◆ Work request
Without omitting anything, copy every entry word for word.

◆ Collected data
PR #175, opened 2024-05-14
Update formatQuery to support more types

jonmagic:
## Why?

Because I ran into an issue while working on https://github.com/open-truss/open-truss/issues/169


hktouw (approved):
Looks great to me 👍

PR #171, opened 2024-05-09
Add graphql api to demo-app

jonmagic:
## Why?

I want to start working on https://github.com/open-truss/open-truss/issues/169 but first wanted to add a simple graphql API to the demo-app that supports query, mutation, and subscription and also uses codegen to generate types from the graphql SDL and examples.

## How?

I leveraged ChatGPT heavily but also referenced some docs when ChatGPT gave me old examples

- https://chat.openai.com/share/0228ac85-db19-4cf8-baff-3167c1315517
- https://github.com/dotansimha/graphql-code-generator/issues/1090
- https://the-guild.dev/graphql/yoga-server/docs/features/subscriptions
- https://chatgpt.com/c/c76cff32-af69-4875-8d4a-83bc201892b6

Run the server:

```bash
script/server
```

Open the graphiql UI: http://localhost:3000/api/graphql

Examples:

```graphql
query {
  hello {
    message
  }
}
```

```graphql
mutation {
  hello(input: {name: "jon"}) {
    message
  }
}
```

```graphql
subscription {
  hello(names: ["andrew-dillon", "demiracl", "fionaochs", "hktouw", "jonmagic", "kmcq", "kre64", "ndanny", "tmetz"]) {
    message
  }
}
```

PR #176, opened 2024-05-14
Reorganize graphql schema

jonmagic:
## Why?

I'm working on https://github.com/open-truss/open-truss/issues/169 and wanted to reorganize the graphql schema so that Mutation, Query, and Subscription each have their own folders and each function used in them each gets their own file.

You can test this out by:

```bash
cd demo-app
script/server
```

Then open http://localhost:3000/api/graphql and try the same examples from https://github.com/open-truss/open-truss/pull/171


demo-app/src/graphql/Subscription/hello.ts
```diff
@@ -0,0 +1,17 @@
+import sleep from '@/lib/sleep'
+import {
+  type HelloResponse,
+  type SubscriptionHelloArgs,
+} from '@/graphql/generated-types'
+
+const hello = {
+  subscribe: async function* (_: unknown, { names }: SubscriptionHelloArgs) {
```
hktouw, line 8: Oh interesting. You want to support subscriptions? At of curiosity, do you have any plans to make a subscription?

hktouw (approved):
All this scaffolding seems reasonable to me 👍

demo-app/src/graphql/Subscription/hello.ts
spicycode: We use subscriptions at work already for a few things, so I imagine it might be an adaption of our existing usages but within open truss.

spicycode (approved):

demo-app/src/graphql/Subscription/hello.ts
jonmagic: Yeah, I imagine there will be use cases at some point so I figured I would support it from day one if it wasn't too much trouble. That's one of the reasons I chose graphql-yoga as it comes with support and was able to get it to work with nextjs.

PR #180, opened 2024-05-15
Update to latest nodejs 20 version

jonmagic:
## Why?

I noticed we were still on nodejs 18.

## How?

Updated `.tool-versions` files.


spicycode:
I think you'll also want to update ci-checks.yml to set a 'node-version-file' (see https://github.com/actions/setup-node?tab=readme-ov-file#usage) so CI will stay in sync going forward.

spicycode (approved):

hktouw (approved):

◆ Answer for this exercise
PR #175, opened 2024-05-14
Update formatQuery to support more types

jonmagic:
## Why?

Because I ran into an issue while working on https://github.com/open-truss/open-truss/issues/169


hktouw (approved):
Looks great to me 👍

PR #171, opened 2024-05-09
Add graphql api to demo-app

jonmagic:
## Why?

I want to start working on https://github.com/open-truss/open-truss/issues/169 but first wanted to add a simple graphql API to the demo-app that supports query, mutation, and subscription and also uses codegen to generate types from the graphql SDL and examples.

## How?

I leveraged ChatGPT heavily but also referenced some docs when ChatGPT gave me old examples

- https://chat.openai.com/share/0228ac85-db19-4cf8-baff-3167c1315517
- https://github.com/dotansimha/graphql-code-generator/issues/1090
- https://the-guild.dev/graphql/yoga-server/docs/features/subscriptions
- https://chatgpt.com/c/c76cff32-af69-4875-8d4a-83bc201892b6

Run the server:

```bash
script/server
```

Open the graphiql UI: http://localhost:3000/api/graphql

Examples:

```graphql
query {
  hello {
    message
  }
}
```

```graphql
mutation {
  hello(input: {name: "jon"}) {
    message
  }
}
```

```graphql
subscription {
  hello(names: ["andrew-dillon", "demiracl", "fionaochs", "hktouw", "jonmagic", "kmcq", "kre64", "ndanny", "tmetz"]) {
    message
  }
}
```

PR #176, opened 2024-05-14
Reorganize graphql schema

jonmagic:
## Why?

I'm working on https://github.com/open-truss/open-truss/issues/169 and wanted to reorganize the graphql schema so that Mutation, Query, and Subscription each have their own folders and each function used in them each gets their own file.

You can test this out by:

```bash
cd demo-app
script/server
```

Then open http://localhost:3000/api/graphql and try the same examples from https://github.com/open-truss/open-truss/pull/171


demo-app/src/graphql/Subscription/hello.ts
```diff
@@ -0,0 +1,17 @@
+import sleep from '@/lib/sleep'
+import {
+  type HelloResponse,
+  type SubscriptionHelloArgs,
+} from '@/graphql/generated-types'
+
+const hello = {
+  subscribe: async function* (_: unknown, { names }: SubscriptionHelloArgs) {
```
hktouw, line 8: Oh interesting. You want to support subscriptions? At of curiosity, do you have any plans to make a subscription?

hktouw (approved):
All this scaffolding seems reasonable to me 👍

demo-app/src/graphql/Subscription/hello.ts
spicycode: We use subscriptions at work already for a few things, so I imagine it might be an adaption of our existing usages but within open truss.

spicycode (approved):

demo-app/src/graphql/Subscription/hello.ts
jonmagic: Yeah, I imagine there will be use cases at some point so I figured I would support it from day one if it wasn't too much trouble. That's one of the reasons I chose graphql-yoga as it comes with support and was able to get it to work with nextjs.

PR #180, opened 2024-05-15
Update to latest nodejs 20 version

jonmagic:
## Why?

I noticed we were still on nodejs 18.

## How?

Updated `.tool-versions` files.


spicycode:
I think you'll also want to update ci-checks.yml to set a 'node-version-file' (see https://github.com/actions/setup-node?tab=readme-ov-file#usage) so CI will stay in sync going forward.

spicycode (approved):

hktouw (approved):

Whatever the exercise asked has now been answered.